The European Union has suspended the most prominent conservative think tank in Brussels from its lobbying register, cutting off its direct access to the very institutions it was created to influence. On 15 June, the secretariat of the EU Transparency Register suspended the registration of MCC Brussels — the Belgian outpost of Hungary's Mathias Corvinus Collegium — over its refusal to fully disclose how it is financed.
The practical effect is immediate. A suspended organisation loses the access badges and meeting rights that come with a place on the register, the shared database the European Parliament, Commission and Council use to track who is lobbying them. MCC Brussels says it will appeal, and has cast the move as a politically motivated attempt to marginalise a rare conservative voice in a capital it views as dominated by the centre-left.

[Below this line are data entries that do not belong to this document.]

PR #229, opened 2020-10-04
Add derive `Hash` to joystick axis

datMaffin:
The joystick axis struct is similar to the keyboard key struct which
already derives `Hash`


crumblingstatue:
Makes sense, thank you for your contribution!

PR #31, opened 2016-01-04
Fixed #30

### LINKED ISSUE #30: options.className in constructor makes injection fail
example 

``` javascript
export class MyClass extends AnotherClass implements IMyClass {
    constructor( 
      IShouldbeInjected: IShouldbeInjected ) {
        var options: any = {}
        options.el = '#mydiv';
        options.className = "row";
        super(options);
        this.childView = ChildView;
        this.collection = IShouldbeInjected;
    }
}
```

comes from kernel.ts _getConstructorArguments at line 96 in
if ('function' === typeof Map &&
            fnStr.indexOf("class") !== -1 &&
            fnStr.indexOf("constructor") === -1) {

```
        result = null;
    }
```

you probably have to replace fnStr.indexOf("class") with fnStr.indexOf("class ")

jamesadarich:
Added checks for the keywords "class" and "constructor" instead of doing string.indexOf to allow properties containing the words "class" or "constructor" in the body of the constructor to not trigger the check.

### DIFF
--- a/source/kernel.ts
+++ b/source/kernel.ts
@@ -94,8 +94,8 @@ class Kernel implements IKernel {
     // If using ES6 classes and there is no constructor
     // there is no need to parser constructor args
     if('function' === typeof Map &&
-       fnStr.indexOf("class") !== -1 &&
-       fnStr.indexOf("constructor") === -1) {
+       /\b(class)\b/.test(fnStr) &&
+       /\b(constructor)\b/.test(fnStr) === false) {
 
       result = null;
     }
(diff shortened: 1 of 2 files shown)


remojansen:
@jamesrichford thanks a lot for your contribution :)

jamesadarich:
No problem! Invesrsify has made my life working with Marionette much easier. Let me know if you need any help with stuff would be glad to lend a hand :)

remojansen:
@jamesrichford sure, if you want to keep an eye on issues and send pull request your are more than welcome. I'm planing a lot of things for version 2.0 but I'm going to be busy with work for a few months :( Any kind of help is great :)

Issue #18, opened 2015-07-09
Typescript Definition File Not An External Module


pixelshaded:
```
declare module inversify {
```

should be  

```
declare module 'inversify' {
```

So that the following will compile

```
import inversify = require('inversify');
```

Right now its an ambient internal module and needs to be an ambient external module.

See 'Working with Other JavaScript Libraries' at http://www.typescriptlang.org/Handbook#modules

remojansen:
Hi @pixelshaded this issue should be fixed now by commits f3e7859b9301f9ef7f73c5abdf79c6b451c08eaf and pull request https://github.com/borisyankov/DefinitelyTyped/pull/5698 

It would be much appreciated if you can conform that everything works as you expected. 

Thanks!

remojansen:
I'm going to close this issue to ensure that we only have one unique issue to refer to this problem. You can follow the updates at #46

PR #32, opened 2016-01-09
Fixes I found while working with invserify and VSC and Visual Studio 2015

tenowg:
I am issuing the PR to bring these issues to light and offer a potential fix. These fixes do make this work with VSC and Visual Studio Code, I have not tested, nor do I know what implications this will have on other environments.

Please read commit comments for my reasons for these changes.

Thanks


jamesadarich:
Hey @tenowg! Hope all is well with you, just having a look at this pull request and I think I agree with you in that the typings aren't quite right, and definitely should be in the package.json. However I'd like to propose a minor tweak to your commit.

I think it is right to remove the exported module but not the declared one because we need to declare it as something and it also means you can import very neatly either

```
import * as Inversify from "inversify";
```

or specifically what you want

```
import { Kernel, TypeBindings } from "inversify";
```

i.e. 

```
declare module 'inversify'
   export module inversify
```

should become

```
declare module 'inversify'
```

Have tried this on Atom (which I believe VSC is based upon) on some of my solutions and this seems to be working quite neatly. What do you think? :)

I believe this is what @pixelshaded was talking about in #18 so my thoughts are that this PR should close it (with the above change)

Also as a side note don't be worried about deleting instead of commenting stuff out! Things are neater that way and we can always revert mistakes :)

Nice one on the contribution!!!

tenowg:
@jamesrichford you are correct, I had it backwards... using declare module 'inversify' allows for much smoother imports

tenowg:
Seems I was in error... and not sure why... I am going to investigate this more, but doing the last commit makes this fail with visual studio, with "not a module" error on build, but not in IDE. Let me look into this more before merging

tenowg:
At the chance of sounding a fool, I didn't test the last commit before pushing it... I was wrong in that adding back in `declare module 'invserify'` was required, it isn't required, and is actually what is breaking VS build process. I am not sure if this is a Bug with VS, as the import statement:

```
import {Kernel} from 'inversify';
```

doesn't show an error in the IDE, but only when building does it cry. But after further review, including examining other repos, none seem to use `declare module '...'` syntax. So i am starting to be inclined to believe that it isn't required, as my project also builds with no issue now (yes this time ti tested it with a full build and run) using either import method

```
import * as i from 'inversify';
```

and

```
import {Kernel} from 'inversify';
```

So as of now, with my current understanding, I believe leaving the declare statement out might be acceptable.

jamesadarich:
Just tried this on VS2015 and not getting the same issue - is this perhaps to do with moduleResolution? I have mine set to "node" in my compilerOptions.

tenowg:
Doing some research I found that these are the requirements to use the typings in a package.json

be a .d.ts file
be an external module
not have triple-slash references

So, in order for what I want to do, I will require an additional .d.ts file (probably easiest to achieve by setting definitions to true in tsconfig) or a copy of the one used in type_definitions which would be left alone if someone doesn't want to use moduleResolution... I will fix this one last time and see if it is acceptable.

jamesadarich:
Hey @tenowg!

Have you got a repo with an example of how the imports are happening? as I cannot recreate the issue at the moment (with my updated typings) and would like to because I think you are right that there needs to be a "typings" property in the package.json that references the type_definitions/inversify.d.ts file my only concern is maintaining two versions of the typings.

Looking at my projects I'm sure you are right that the typings file is not quite correct and needs to be changed but probably just as simple as removing the encapsulating export module as above, as after that I can import Inversify as you require.

Cheers :)

tenowg:
there is a repo at https://github.com/tenowg/inversifytest that is setup so all you should need to do is pull it and run tsc from the base directory - if you don't have asp.net 5 installed you shouldn't need to load the project.

I have included the node_modules directory, with a modified version of inversify that adds typings, and points it to a modified version of the inversify.d.ts under type_definitions.

I hope you find the issue, maintaining 2 copies is a pain, but you shouldn't have to maintain two if this works... hopefully is might be an issue with my setup

two things: importing works, if you look at test.ts there is no error, when I run tsc I get the error

tenowg:
I would love to maybe talk about this, I will be watching gitter when I get home from work, about 7 hours from now, if needed

remojansen:
We should be able to import InversifyJS as a:

### Global

```
/// <reference path='typings/inversify/inversify.d.ts' />
var Kernel = inversify.Kernel;
var TypeBinding = inversify.TypeBinding;
var TypeBindingScopeEnum = inversify.TypeBindingScopeEnum;
var Inject = inversify.Inject;
```

### ES6 module

```
import * as inversify from "inversify";
var Kernel = inversify.Kernel;
var TypeBinding = inversify.TypeBinding;
var TypeBindingScopeEnum = inversify.TypeBindingScopeEnum;
var Inject = inversify.Inject;
```

```
import { Kernel, TypeBinding, TypeBindingScopeEnum, Inject } from "inversify";
```

### External module

```
import inversify = require("inversify");
var Kernel = inversify.Kernel;
var TypeBinding = inversify.TypeBinding;
var TypeBindingScopeEnum = inversify.TypeBindingScopeEnum;
var Inject = inversify.Inject;
```

We will only merge the pull request once we get all these options to work. 

Based on the documentation [here](https://github.com/Microsoft/TypeScript/wiki/Typings-for-npm-packages):

> Your typings file should...
> - be a .d.ts file
> - be an external module
> - not have triple-slash references
> -  not pollute global scope
> 
> The rationale is that typings should not bring new compatible sources to the set of compiled files; otherwise source files (i.e. .ts files) will be considered by the compiler as part of the user code and will be compiled, and outputs in the package can be overwritten with the resulting .js outputs.
> 
> Additionally, loading typings should not pollute global scope by bringing potentially conflicting entries from different version of the same library. Modules have their own scope, and do not pollute the global namespace, if your typings file is not a module, it will be polluting the user global scope, and will cause conflicts with other packages that depend on your package. Similarly /// <references ... /> can bring global declarations into the global scope and should be avoided.

It looks like we are going to need two files based on [this issue](https://github.com/TypeStrong/ntypescript/issues/15). 

Take a look to the [React type definitions](https://github.com/DefinitelyTyped/DefinitelyTyped/tree/master/react) there are two files one to be used as a global and one to be used for modules. 

So we need two files:
- `type_definitions/inversify.d.ts`
- `type_definitions/inversify-global.d.ts`

And two files for testing those:
- `type_definitions/inversify-test.ts`
- `type_definitions/inversify-global-test.ts`

The `typings` field in the `packaghe.json` should point to the `inversify.d.ts` file not the  `type_definitions/inversify-global.d.ts`.

basarat:
ES6 import and require import will was thanks to `package.json` + `inversify.d.ts` found in this PR. 

## global

```
> /// <reference path='typings/inversify/inversify.d.ts' />
```

If you just change this to `node_modules/inversify/type_definitions/inversify.d.ts` Then the global scenario will work as well :rose:

remojansen:
@basarat thanks a lot for taking a look :)

tenowg:
Not sure if this is really even right :smile: but I have made the d.ts files work in all instances requested, and leaving the need to maintain only one d.ts file. Please review and let me know. thanks

note: the error is likely because there isn't a base tsconfig.json file on the project (at least this is the case in VSC)

remojansen:
Hi guys thanks for working on this and sorry it took so long to merge the changes...

For future references:

Use `inversify-global.d.ts` if you are going to use Inversify as a global:

```
/// <reference path="inversify-global.d.ts" />

var kernel = new inversify.Kernel();

// ...
```

Use `inversify.d.ts if you are going to use InversifyJS as a module:

```
/// <reference path="inversify.d.ts" />

import { TypeBindingScopeEnum, TypeBinding, Kernel, Inject } from "inversify";

var kernel = new Kernel();

// ...
```

PR #39, opened 2016-01-20
Fix #37 and #40: Bloated npm distribution, use Mocha to run tests

### LINKED ISSUE #37: Bloated npm distribution
At the moment, too much is being distributed with the npm distribution.

Included in the distribution is the TypeScript source, the Karma configuration, and the test files.

The package size could be slimmed down considerably by only distributing the compiled JS and the package.json.

Jameskmonger:
I've attached individual commit messages to each of the commits explaining the changes.

I also made a few changes to prevent bloating of the git repo as well as the npm package.

To summarise:
- Create .npmignore file ignoring non-distribution files so that they are not distributed with the package.
- Remove distribution code from the git repo (it should be produced locally from the source)
- Remove typings files from the git repo (all the information needed for the typings is in tsd.json. We should distribute this in the repo rather than all the typings themselves)
- Remove .coveralls.yml from the git repo (this is a security risk, see http://coveralls.io)
- Compile all individual .gitignore files into one single file


Jameskmonger:
This is showing as a failed test because the test coverage is 99.78% - it was at the same percentage before and has not changed due to my changes. Just FYI @remojansen

Jameskmonger:
This addresses #37

Jameskmonger:
I have just taken a look and the current npm distribution is **130kb**. After the initial changes, I have got this down to **46kb**.

Jameskmonger:
I have now got this down to **40kb**.

remojansen:
Hi @Jameskmonger thanks for the pull requests I think the build is failing because coveralls needs a token which was available in the file `.coveralls.yml` I think the token is not needed anymore but we might need to add `service_name: travis-ci` like for example at https://github.com/piwik/device-detector/blob/master/.coveralls.yml can you try that please?

Jameskmonger:
Hey @remojansen, I have had a look and the build is building correctly but is marking as failed for a reason:
- The coverage is not yet at 100%
- This PR has not increased the coverage towards 100%

If a coveralls check does not increase the coverage towards 100%, then coveralls will say that the build has failed. If you take a look at some of your previous builds, https://coveralls.io/builds/4754691 or https://coveralls.io/builds/4754690, you can see that they are also sitting at 99.78%.

I will now add the `service_name: travis-ci` to the `.coveralls.yml` file to see if this makes the build pass.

The suspension did not come from nowhere. It follows a formal complaint lodged in 2025 by Corporate Europe Observatory, a watchdog that scrutinises lobbying in the EU capital, which accused MCC Brussels of failing to declare basic information required of every registered organisation: the size of its budget and the sources of its money. After the secretariat opened an investigation, MCC Brussels disclosed that it operates on an annual budget of roughly €6.3 million — figures that, according to Corporate Europe Observatory, make it the second-best-funded think tank in Brussels.

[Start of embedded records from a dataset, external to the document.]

PR #66, opened 2016-02-03
Fix #65: Test and distribute before publishing

### LINKED ISSUE #65: Add prepublish npm hook
Hey @Jameskmonger,

As discussed we should be running automated scripts prepublish to ensure breaking builds cannot be published.

For now just run `gulp test` and we will add more checks as necessary to ensure InversifyJS is as stable as possible.

Jameskmonger:
This automatically runs `gulp test`, followed by `gulp dist` before an `npm publish`, and will not publish if there is any issue with either of those two tasks.

I have tested this locally and it will not publish with failing tests.

### DIFF
--- a/gulpfile.js
+++ b/gulpfile.js
@@ -112,7 +112,7 @@ gulp.task("cover", function() {
 });
 
 gulp.task("test", function(cb) {
-  runSequence("istanbul:hook", "mocha", "cover", cb);
+  runSequence("build", "istanbul:hook", "mocha", "cover", cb);
 });
 
 //******************************************************************************
--- a/gulpfile.js
+++ b/gulpfile.js
@@ -111,7 +111,7 @@ gulp.task("cover", function() {
       .pipe(coveralls());
 });
 
-gulp.task("test", function(cb) {
+gulp.task("build-and-test", function(cb) {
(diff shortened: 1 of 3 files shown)


Jameskmonger:
This addresses #65

remojansen:
Thanks for the PR :smile: 

I just noticed a small problem. If you take a look to [the default gulp task](https://github.com/Jameskmonger/InversifyJS/blob/master/gulpfile.js#L166-L167) you will see that it runs the `build` and `test` tasks. The default task is executed by Travis CI so the `build` task [will be executed two times](https://travis-ci.org/inversify/InversifyJS/jobs/106616766#L1018-L1033).

Can you please rename the `test` task as `build-and-test`:

```
gulp.task("build-and-test", function(cb) {
  runSequence("build", "istanbul:hook", "mocha", "cover", cb);
});
```

And replace the `build` and `test` sub-tasks from the `default` task with the new `build-and-test` task:

```
gulp.task("default", function (cb) {
  runSequence(
    "lint",
    "build-and-test",
    "dist",
    cb);
});
```

jamesadarich:
LGTM CR Passed :fireworks:

remojansen:
Looks good to me too :+1:  Thanks a lot for the PR and CR guys!

Issue #138, opened 2016-03-23
Create an es2015 ready build


hourliert:
Hi,
It would be nice if this library could be exported as an es2015 library. (In that way, it could work out of the box with `webpack2` or `rollup`).
## Expected Behavior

At the centre of the dispute is the register's "single registration" principle, a rule designed to stop one network from spreading itself across multiple entries to obscure its true scale and backing. MCC Brussels is funded through the Mathias Corvinus Collegium, a Hungarian education foundation endowed by Viktor Orbán's government with public assets and shareholdings in major Hungarian companies — a structure critics argue makes both its independence and its true resources difficult to trace.
The two sides describe the same event in irreconcilable terms. For Corporate Europe Observatory, this is routine enforcement. The decision, its research coordinator argued, amounts to "simply an organisation being held to the same transparency standards as everyone else seeking to influence EU policymaking" — and MCC's complaints of persecution cannot obscure its own failure to file. For MCC Brussels and its allies in the European conservative press, the same facts describe something else entirely: a bureaucratic instrument turned into a weapon against an ideological opponent, and proof, as they see it, that Brussels enforces transparency most zealously when the target sits on the right.

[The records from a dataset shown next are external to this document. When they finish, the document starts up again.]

PR #173, opened 2016-04-11
Fixes #168

### LINKED ISSUE #168: False positive: Derived class must explicitly declare its constructor.
Hi,

Since https://github.com/inversify/InversifyJS/pull/158, I have a false positive when the base class doesn't use DI and the derieved class does.
## Expected Behavior

We should be able to extend class that doesn't use DI (and is not annotated by `@injectable()`) to create a new class that is `@injectable()` and uses DI.
## Current Behavior

The following snippet doesn't work:

**Base Class:**

``` ts
class Store<T> {
  constructor(
    private _config: T
  ) {}
}
```

**Derived Class:**

``` ts
@injectable()
class ServerStore extends Store<IServer> {
  constructor() {
    super({ name: 'C9000-AWS' });
  }
}
```

When I `@inject()` `ServerStore`, I have this error:
`Error: Derived class must explicitly declare its constructor: ServerStore.`
## Possible Solution

We should reinforce [this condition](https://github.com/remojansen/InversifyJS/blob/master/src/planning/planner.ts#L222).

I have a lot of work right now. But I guess I will be able to fix this Monday or Tuesday?
## Steps to Reproduce (for bugs)

Check the previous snippet.
## Your Environment
- Version used: **beta.1**
# Stack trace

```
Error: Derived class must explicitly declare its constructor: ServerStore.
    at Planner._createSubRequest (/Users/thomashourlier/Projects/react/retax/node_modules/inversify/lib/planning/planner.js:73:23)
    at /Users/thomashourlier/Projects/react/retax/node_modules/inversify/lib/planning/planner.js:27:60
    at Array.forEach (native)
    at Planner.createPlan (/Users/thomashourlier/Projects/react/retax/node_modules/inversify/lib/planning/planner.js:27:22)
    at Kernel._planAndResolve (/Users/thomashourlier/Projects/react/retax/node_modules/inversify/lib/kernel/kernel.js:116:23)
    at Kernel._get (/Users/thomashourlier/Projects/react/retax/node_modules/inversify/lib/kernel/kernel.js:108:25)
    at Kernel.get (/Users/thomashourlier/Projects/react/retax/node_modules/inversify/lib/kernel/kernel.js:60:21)
    at Object.<anonymous> (/source/src/index.ts:20:39)
    at Module._compile (module.js:413:34)
    at Object.Module._extensions..js (module.js:422:10)
```

hourliert:
This fixes #168.

Inversify will raise the `MISSING_EXPLICIT_CONSTRUCTOR` error only if the base class is decorated by `@injectable()` and the user has forgotten to redeclare the constructor in the newly derived class (same condition introduced with https://github.com/inversify/InversifyJS/pull/158).
## Description

Since https://github.com/inversify/InversifyJS/pull/158, Inversify always raises an error when the user extends a class without redeclaring the constructor and injects this derived class 'somewhere' . This could lead to false positive.

For instance, the user could simply extends a class that has one parameter (that doesn't need to be injected).

**Case 1.**

``` ts
class Samurai implements ISamurai {

    public rank: string;

    public constructor(rank: string) {
        this.rank = rank;
    }
}

@injectable()
class SamuraiMaster extends Samurai implements ISamurai {
    constructor() {
        super("Master");
    }
}
```

``` ts
let samurai = kernel.get<ISamurai>("ISamuraiMaster");
expect(samurai.rank).eql("Master");
```

On the other side, the user could extend a class that has one parameter (that should be injected).

**Case 2.**

``` ts
class Samurai implements IWarrior {

    public weapon: IWeapon;

    public constructor(weapon: IWeapon) {
        this.weapon = weapon;
    }
}

@injectable()
class SamuraiMaster extends Samurai implements IWarrior {
    public isMaster: boolean;
    public constructor(@inject(SYMBOLS.IWeapon) weapon: IWeapon) {
        super(weapon);
        this.isMaster = true;
    }
}
```

This PR makes the error `MISSING_EXPLICIT_CONSTRUCTOR` raiser softer. It will be thrown only if the base class is also decorated with `@injectable()`. (In **case 2**, it means `Samurai` should be decorated with `@injectable()`). 
This will allows both case 1 & 2 to be valid.
## Related Issue

https://github.com/inversify/InversifyJS/issues/168
## Motivation and Context

https://github.com/inversify/InversifyJS/issues/168
## How Has This Been Tested?

Unit tests
## Types of changes
## Checklist:

- [ ] My change requires a change to the type definitions.
- [ ] I have updated the type definitions accordingly.

### DIFF
--- a/src/planning/planner.ts
+++ b/src/planning/planner.ts
@@ -91,8 +91,8 @@ class Planner implements IPlanner {
 
             } else {
 
-                // one ore more than one matching bindings found 
-                // when more than 1 matching bindings found target is an array 
+                // one ore more than one matching bindings found
+                // when more than 1 matching bindings found target is an array
                 this._createChildRequest(parentRequest, target, activeBindings);
 
             }
@@ -188,7 +188,7 @@ class Planner implements IPlanner {
             let multiInject: any = targetMetadataMap[METADATA_KEY.MULTI_INJECT_TAG];
             let targetName: any = targetMetadataMap[METADATA_KEY.NAME_TAG];
 
-            // Take type to be injected from user-generated metadata 
+            // Take type to be injected from user-generated metadata
             // if not available use compiler-generated metadata
             targetType = (inject || multiInject) ? (inject || multiInject) : targetType;
 
@@ -207,7 +207,7 @@ class Planner implements IPlanner {
         }
 
         // Throw if a derived class does not implement its constructor explicitly
-        // We do this to prevent errors when a base class (parent) has dependencies 
+        // We do this to prevent errors when a base class (parent) has dependencies
         // and one of the derived classes (children) has no dependencies
         if (targets.length === 0 && this._baseClassHasDepencencies(func)) {
             throw new Error(`${ERROR_MSGS.MISSING_EXPLICIT_CONSTRUCTOR} ${constructorName}.`);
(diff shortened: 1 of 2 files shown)


remojansen:
Thanks a lot :) I like the way you solved the issue :+1:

The fight is small in euros but outsized in precedent. The Transparency Register is voluntary and largely toothless, and suspension is one of the few real sanctions it can impose. Using it against a high-profile, politically connected think tank turns the case into a test of whether the rules apply evenly. If the register is seen to enforce its standards consistently, it bolsters a system that has long struggled to compel disclosure. If MCC's framing takes hold — that the rules are a cudgel wielded selectively — it hands Eurosceptics a fresh grievance and clouds the EU's claim to be cleaning up its lobbying culture. The timing sharpens both readings: Brussels is already under scrutiny over record corporate-lobbying spending and the pull of money on its pro-business policy turn.